As per the Insurance Act and the Insurance Agents Regulations 2000, those applying to obtain the license of an insurance agent The person should have the following qualifications


(1) he is a citizen of India


(2) The applicant must be at least 18 years of age, that is, an adult.


(3) He should be of sound mind.


(4) He has not been found guilty by a competent court of abetting the offense of embezzlement, fraud, forgery or of any such offense punishable, but if five years have elapsed from the completion of the sentence of any such offence, he shall be eligible for this category. does not come


insurance agent job


Function of Insurance Agent



An agent, whether he is doing business in the field of life insurance or general insurance, has to do the following things for his employer (insurer)


(1) Contact with the proposers -


Under this work, the agent establishes contact with such people who have either not insured at all or who are willing to get re-insured, for this he gives them new information related to insurance, solves doubts. Explains the importance of various schemes.



(2) To encourage proponents -


The agent persuades them to get insurance by explaining the plan according to their points such as the information of the plan and the need of the proposer in an effective manner. For this he also has to contact the proposer again and again.


(3) Fulfillment of offer letter:


The agent gives the offer letter of insurance to the proposer and helps to complete it correctly by explaining every point of it, which things are not understood by the proposer, the agent has to explain clearly.


(4) Preparing the necessary forms:


The proposer has to give the necessary forms like birth certificate, medical certificate along with the proposal. The agent also helps him in its arrangement.



(5) Submitting the offer letter after receiving the premium.



(6) Informing the insured or his heirs about the receipt of payments to the insured.


(7) To comply with the things/instructions notified by the Insurance Authority.


(8) Advising the proposers regarding the nomination, handing or renewal of the letter of insurance.


(9) To assist in claims payment, loss and destruction of insurance papers etc.



(10) To execute the development works, programs of Life Insurance Corporation, General Insurance Corporation or Insurer.





Prohibitory duties of an insurance agent An insurance agent cannot do the following:


(1) To recover any sum of money for the insurer or the corporation.

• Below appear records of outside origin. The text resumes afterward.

Issue #1397, opened 2018-04-17
`rustup show` should not force-install the default toolchain if it is not installed.


johnthagen:
This behavior confused me:

```
$ rustup uninstall nightly-2018-04-01-x86_64-apple-darwin
info: uninstalling toolchain 'nightly-2018-04-01-x86_64-apple-darwin'
info: toolchain 'nightly-2018-04-01-x86_64-apple-darwin' uninstalled
$ rustup show
Default host: x86_64-apple-darwin

info: syncing channel updates for 'nightly-2018-04-01-x86_64-apple-darwin'
info: latest update on 2018-04-01, rust version 1.26.0-nightly (517f24025 2018-03-31)
info: downloading component 'rustc'
 57.3 MiB /  57.3 MiB (100 %)   7.8 MiB/s ETA:   0 s                
info: downloading component 'rust-std'
 46.2 MiB /  46.2 MiB (100 %)   7.4 MiB/s ETA:   0 s                
info: downloading component 'cargo'
  3.0 MiB /   3.0 MiB (100 %)   1.5 MiB/s ETA:   0 s                
info: downloading component 'rust-docs'
  6.8 MiB /   6.8 MiB (100 %)   3.1 MiB/s ETA:   0 s                
info: installing component 'rustc'
info: installing component 'rust-std'
info: installing component 'cargo'
info: installing component 'rust-docs'
installed toolchains
--------------------

stable-x86_64-apple-darwin
nightly-i686-apple-darwin
nightly-x86_64-apple-darwin (default)

active toolchain
----------------

nightly-2018-04-01-x86_64-apple-darwin (directory override for '/Users/user/GitHub/unrust')
rustc 1.26.0-nightly (517f24025 2018-03-31)
```

Is `rustup show` supposed to actually start installing components? I was under the impression that it was just for listing out what you have installed.

I'm on a macOS 10.12.6 host.

kinnison:
The behaviour here comes from the fact that the default toolchain was uninstalled.  Rustup forces the default toolchain to exist in many places semi-automatically.  This is done to reduce surprise in a number of places, but has the side-effect of being surprising here.  Perhaps we need an `info: Default toolchain not installed, attempting to install...` which would make it clear why it's happening?

johnthagen:
@kinnison Personally I think a command like `show` should never actually install something and change the user's environment. That just seems very odd to me and I can't think of another example of a tool that does something like that.

kinnison:
[...]

PR #2797, opened 2021-06-17
Document automatic installation behavior via `rustup show`

### LINKED ISSUE #2639: Document autoinstallation behaviour on overrides page of docs
In some cases it can confuse a small but not insignificant number of people that the override files can cause autoinstallation of toolchains, and in other cases people are not sure *what* command to use to trigger this activity best.

We should document the autoinstallation behaviour as part of https://rust-lang.github.io/rustup/overrides.html and we should make recommendations about the "best" way to trigger it, for example so that CI providers can implement it.

0xPoe:
close https://github.com/rust-lang/rustup/issues/2639

### DIFF
--- a/doc/src/overrides.md
+++ b/doc/src/overrides.md
@@ -19,7 +19,9 @@ the directory tree toward the filesystem root, and a `rust-toolchain.toml` file
 that is closer to the current directory will be preferred over a directory
 override that is further away.
 
-To verify which toolchain is active use `rustup show`.
+To verify which toolchain is active, you can use `rustup show`, 
+which will also try to install the corresponding
+toolchain if the current one has not been installed according to the above rules.
 
 [toolchain]: concepts/toolchains.md
 [toolchain override shorthand]: #toolchain-override-shorthand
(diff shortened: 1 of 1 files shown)


rbtcollins:
I'm torn on this - I haven't even read the patch yet, but see https://github.com/rust-lang/rustup/issues/2686 and https://github.com/rust-lang/rustup/issues/1397

This patch is documenting things we consider bugs. It is good to have the current behaviour documented, OTOH then folk may remember what they read and not-re-read the docs after we fix those bugs. perhaps a note to the effect that this is under review or something, and a link to the bugs?

0xPoe:
> perhaps a note to the effect that this is under review or something, and a link to the bugs?

Add a note for it. Thanks for the review, I didn't notice that it was considered a bug. 🤣

0xPoe:
Also, I'm not sure that if it's considered a bug, then we should still document it. Because @kinnison his original idea was to let people know about the behavior and use it in CI. But if it is a bug, will it have a big impact on users when it is fixed?

rbtcollins:
yeah, CI users will use 'rustup ensure' or whatever verb we end up on.'

0xPoe:
@rbtcollins @kinnison Should I close the PR or is this clarification acceptable for now? (I don't currently recommend it in the description for use in CI)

(2) To provide commission or discount for insurance.


(3) Acceptance of any risk on the part of the insurer.


Cannot print or distribute any kind of advertisement or magazine without the permission of the corporation or the insurer.


Interfering with the affairs of any other insurance agent or luring, luring, etc., his proposers.


(6) Cannot function without a valid license obtained by the insurer or after the expiry of the period of the license.


(7) To proceed in the territory of any other insurer.

Arjun Singh

नमस्कार दोस्तो, मेरा नाम अर्जुन सिंह है, मैं अभी बी.कॉम से ग्रेजुएशन कर रहा हूं । मुझे लेख लिखना बहुत पसंद है इसलिय में ये ब्लॉग बनाया है, मेरे ब्लॉग पर आने के लिए आपका धन्यवाद!